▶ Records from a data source

PR #1153, opened 2015-08-03
fix : selectEdge was fired even if user clicked on a node

JonathanGeoffroy:
The selectEdge handler is now fired only if user clicked on an edge, in order to select it.
 It's not fired if the node are selected because there are connected to the selected node.

### DIFF
--- a/lib/network/modules/InteractionHandler.js
+++ b/lib/network/modules/InteractionHandler.js
@@ -205,20 +205,18 @@ class InteractionHandler {
       selected = true;
     }
 
-    if (selectedEdgesCount - previouslySelectedEdgeCount > 0) { // edge was selected
-      this.selectionHandler._generateClickEvent('selectEdge', event, pointer);
-      selected = true;
-    }
-    else if (selectedEdgesCount - previouslySelectedEdgeCount < 0) { // edge was deselected
-      this.selectionHandler._generateClickEvent('deselectEdge', event, pointer, previousSelection);
-      selected = true;
-    }
-    else if (selectedEdgesCount === previouslySelectedEdgeCount && edgesChanges === true) {
-      this.selectionHandler._generateClickEvent('deselectEdge', event, pointer, previousSelection);
-      this.selectionHandler._generateClickEvent('selectEdge', event, pointer);
-      selected = true;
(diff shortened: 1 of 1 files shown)


lib/network/modules/InteractionHandler.js
```diff
@@ -205,21 +205,19 @@ class InteractionHandler {
...
+        this.selectionHandler._generateClickEvent('deselectEdge', event, pointer, previousSelection);
+        selected = true;
     }
-    else if (selectedEdgesCount === previouslySelectedEdgeCount && edgesChanges === true) {
-      this.selectionHandler._generateClickEvent('deselectEdge', event, pointer, previousSelection);
+
+    // Check if the user clicked on an edge
+    let selectedNode = this.selectionHandler._getSelectedNode();
+    let selectedEdge = this.selectionHandler._getSelectedEdge();
+    if (selectedNode === undefined && selectedEdge !== undefined) {
```
AlexDM0: I don't think you have covered the case where you have 4 edges selected (multiselect), then deselect one. What happens now is that you fire a deselect AND a select edge event. You should add the node check in the if statement above.

lib/network/modules/InteractionHandler.js
```diff
@@ -205,21 +205,19 @@ class InteractionHandler {
       selected = true;
     }
 
-    if (selectedEdgesCount - previouslySelectedEdgeCount > 0) { // edge was selected
```
AlexDM0: this one I refer to below

AlexDM0:
Hi Jonathan,

Seems fine :) Thanks a lot!

Cheers

JonathanGeoffroy:
Hi !

I'm glad my contribution is merged. Thanks for answering me so fast !

Concerning the bug that you mentioned, you're right: there definitively a bug where user select multiple edges, and then deselect one of them. I'll try to send another pull request as soon as possible.

AlexDM0:
Hi, 

I thought I misread the code though.. If you could verify this and do a new pull that would be great!

Cheers

AlexDM0:
Hi,

I reverted the pull and fixed the bug. I was afraid we'd lose track of it.

Regards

▶ Instructions for the task
Retype the records above in full. Every word should match.

▶ Exercise answer
PR #1153, opened 2015-08-03
fix : selectEdge was fired even if user clicked on a node

JonathanGeoffroy:
The selectEdge handler is now fired only if user clicked on an edge, in order to select it.
 It's not fired if the node are selected because there are connected to the selected node.

### DIFF
--- a/lib/network/modules/InteractionHandler.js
+++ b/lib/network/modules/InteractionHandler.js
@@ -205,20 +205,18 @@ class InteractionHandler {
       selected = true;
     }
 
-    if (selectedEdgesCount - previouslySelectedEdgeCount > 0) { // edge was selected
-      this.selectionHandler._generateClickEvent('selectEdge', event, pointer);
-      selected = true;
-    }
-    else if (selectedEdgesCount - previouslySelectedEdgeCount < 0) { // edge was deselected
-      this.selectionHandler._generateClickEvent('deselectEdge', event, pointer, previousSelection);
-      selected = true;
-    }
-    else if (selectedEdgesCount === previouslySelectedEdgeCount && edgesChanges === true) {
-      this.selectionHandler._generateClickEvent('deselectEdge', event, pointer, previousSelection);
-      this.selectionHandler._generateClickEvent('selectEdge', event, pointer);
-      selected = true;
(diff shortened: 1 of 1 files shown)


lib/network/modules/InteractionHandler.js
```diff
@@ -205,21 +205,19 @@ class InteractionHandler {
...
+        this.selectionHandler._generateClickEvent('deselectEdge', event, pointer, previousSelection);
+        selected = true;
     }
-    else if (selectedEdgesCount === previouslySelectedEdgeCount && edgesChanges === true) {
-      this.selectionHandler._generateClickEvent('deselectEdge', event, pointer, previousSelection);
+
+    // Check if the user clicked on an edge
+    let selectedNode = this.selectionHandler._getSelectedNode();
+    let selectedEdge = this.selectionHandler._getSelectedEdge();
+    if (selectedNode === undefined && selectedEdge !== undefined) {
```
AlexDM0: I don't think you have covered the case where you have 4 edges selected (multiselect), then deselect one. What happens now is that you fire a deselect AND a select edge event. You should add the node check in the if statement above.

lib/network/modules/InteractionHandler.js
```diff
@@ -205,21 +205,19 @@ class InteractionHandler {
       selected = true;
     }
 
-    if (selectedEdgesCount - previouslySelectedEdgeCount > 0) { // edge was selected
```
AlexDM0: this one I refer to below

AlexDM0:
Hi Jonathan,

Seems fine :) Thanks a lot!

Cheers

JonathanGeoffroy:
Hi !

I'm glad my contribution is merged. Thanks for answering me so fast !

Concerning the bug that you mentioned, you're right: there definitively a bug where user select multiple edges, and then deselect one of them. I'll try to send another pull request as soon as possible.

AlexDM0:
Hi, 

I thought I misread the code though.. If you could verify this and do a new pull that would be great!

Cheers

AlexDM0:
Hi,

I reverted the pull and fixed the bug. I was afraid we'd lose track of it.

Regards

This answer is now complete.